WHAT TO DO: Gather all lines in the data that hold the string "missing".

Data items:
PR #194, opened 2020-12-15
multiple api keys

emmick4:
Ready for review, not a huge change but should be a nice feature where it's needed. I know there was a provider mentioned that can use _any_ characters for its API key, so would just need to document that and change the delimiter for its adapter. I don't love that the API_KEY can be undefined or a string, kinda messes with the typescript expectations and leads to an awkward `if` in the util function since I don't want to change existing behavior for the case when the key's not provided. Would love it if anyone has ideas for a cleaner way to handle it.


bootstrap/src/lib/util.ts
```diff
@@ -22,6 +22,15 @@ export const toObjectWithNumbers = (obj: any) => {
   return Object.fromEntries(Object.entries(obj).map(([k, v]) => [k, toNumber(v)]))
 }
 
+// pick a random string after splitting with the delimiter ("a&b&c" "&" -> choice(["a","b","c"]))
+export const pickRandomFromString = (str: string, delimiter: string) => {
```
krebernisak, line 26: We can define the default delimiter here:

```suggestion
export const pickRandomFromString = (str: string, delimiter = ',') => {
```

krebernisak (changes requested):
Not really a fan of this solution as it brings more complexity to the incorrect place, but there is some infrastructure missing, so I understand this is the KISS way to bring this feature in now 👍 

@boxhock could you please check that "special one" API with funky chars in API keys.

In general, we need to move away from components reading their own configuration directly from the source, but they should just require it, and it gets injected in. The components should have no idea how that configuration is being generated.

Outside, whoever is building this component, needs to find a way to set up the configuration for it. That outside actor could use different config building strategies for different use cases.
One of the strategies could be to just read the config from the ENV, but there may be others where we read it from a JSON file, a remote server, etc.

This is something we will try to define and build in the near term.

bootstrap/src/lib/util.ts
```diff
@@ -22,6 +22,15 @@ export const toObjectWithNumbers = (obj: any) => {
...
+  if (typeof str !== 'string') {
```
RodrigoAD, line 27: I think I would be a good opportunity to use the `util.getRequiredEnv` helper. Will help with the undefined Env var too. Something like:
```js
export const getRandomEnv = (name: string, delimiter = ',', prefix = '') => {
    const val = getRequiredEnv(name, prefix)
    const items = str.split(delimiter)
    return items[Math.floor(Math.random() * items.length)]
}
```
And use it like: `const apiKey = util.getRandomEnv('API_KEY')`

boxhock:
> @boxhock could you please check that "special one" API with funky chars in API keys.
The one API key I have to sample against would work. How easy is it to change the delimiter though?
Can we make it an env var? So if the node operator sees they have a "," in their API key, they can set the delimiter themselves to something that's not in the key?

emmick4:
> The one API key I have to sample against would work. How easy is it to change the delimiter though?
> Can we make it an env var? So if the node operator sees they have a "," in their API key, they can set the delimiter themselves to something that's not in the key?

Seems like it's rare enough then that it isn't worth the added complexity of specifying via an env var, and if we know a provider uses commas in their keys we should explicitly set a working delimiter in its adapter.ts (seriously though who would do such a thing?)

bootstrap/src/lib/util.ts
emmick4: Ah yep great call, included your suggestion. Don't know how I missed that function while I was working in `util.ts`

bootstrap/src/lib/util.ts
emmick4: 👍 included `,` as the default delimiter

1forge/adapter.js
```diff
@@ -1,3 +1,4 @@
+const util = require('@chainlink/ea-bootstrap/dist/lib/util')
```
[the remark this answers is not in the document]
emmick4: IntelliJ let me down on this one 😅

emmick4:
> Not really a fan of this solution as it brings more complexity to the incorrect place, but there is some infrastructure missing, so I understand this is the KISS way to bring this feature in now 👍
> 
> @boxhock could you please check that "special one" API with funky chars in API keys.
> 
> In general, we need to move away from components reading their own configuration directly from the source, but they should just require it, and it gets injected in. The components should have no idea how that configuration is being generated.
> 
> Outside, whoever is building this component, needs to find a way to set up the configuration for it. That outside actor could use different config building strategies for different use cases.
> One of the strategies could be to just read the config from the ENV, but there may be others where we read it from a JSON file, a remote server, etc.
> 
> This is something we will try to define and build in the near term.

Agreed, definitely not ideal but aside from completely changing how we import configs it's about as clean as I could get it. Could use a story to define and implement that.

synth-index/kaiko/priceAdapter.js
```diff
@@ -1,13 +1,14 @@
...
+const { util } = require('@chainlink/ea-bootstrap')
 
 const getPriceData = async (synth) => {
   const url = `https://us.market-api.kaiko.io/v2/data/trades.v1/spot_exchange_rate/${synth.asset.toLowerCase()}/usd`
   const params = {
     sort: 'desc',
   }
   const headers = {
-    'X-Api-Key': process.env.API_KEY,
+    'X-Api-Key': util.pickRandomFromString(process.env.API_KEY, ","),
```
krebernisak, line 11: Looks like `util.pickRandomFromString` fn is not available anymore, right? Should be `getRandomRequiredEnv`.

synth-index/nomics/priceAdapter.js
```diff
@@ -10,7 +11,7 @@ const getPriceData = async (synths) => {
   const params = {
     ids: synths,
     convert: 'USD',
-    key: process.env.API_KEY,
+    key: util.pickRandomFromString(process.env.API_KEY, ","),
```
krebernisak, line 14: Should be `getRandomRequiredEnv`, as above.

krebernisak (changes requested):
The problem I see now is that we charged the behavior for these adapters. While it should be required to use an API_KEY in the production environment while testing it is useful to be able to test the API without the API_KEY, as most APIs probably have some kid of a free tier 🤔

krebernisak (approved):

RESULT BELOW:
Not really a fan of this solution as it brings more complexity to the incorrect place, but there is some infrastructure missing, so I understand this is the KISS way to bring this feature in now 👍 
> Not really a fan of this solution as it brings more complexity to the incorrect place, but there is some infrastructure missing, so I understand this is the KISS way to bring this feature in now 👍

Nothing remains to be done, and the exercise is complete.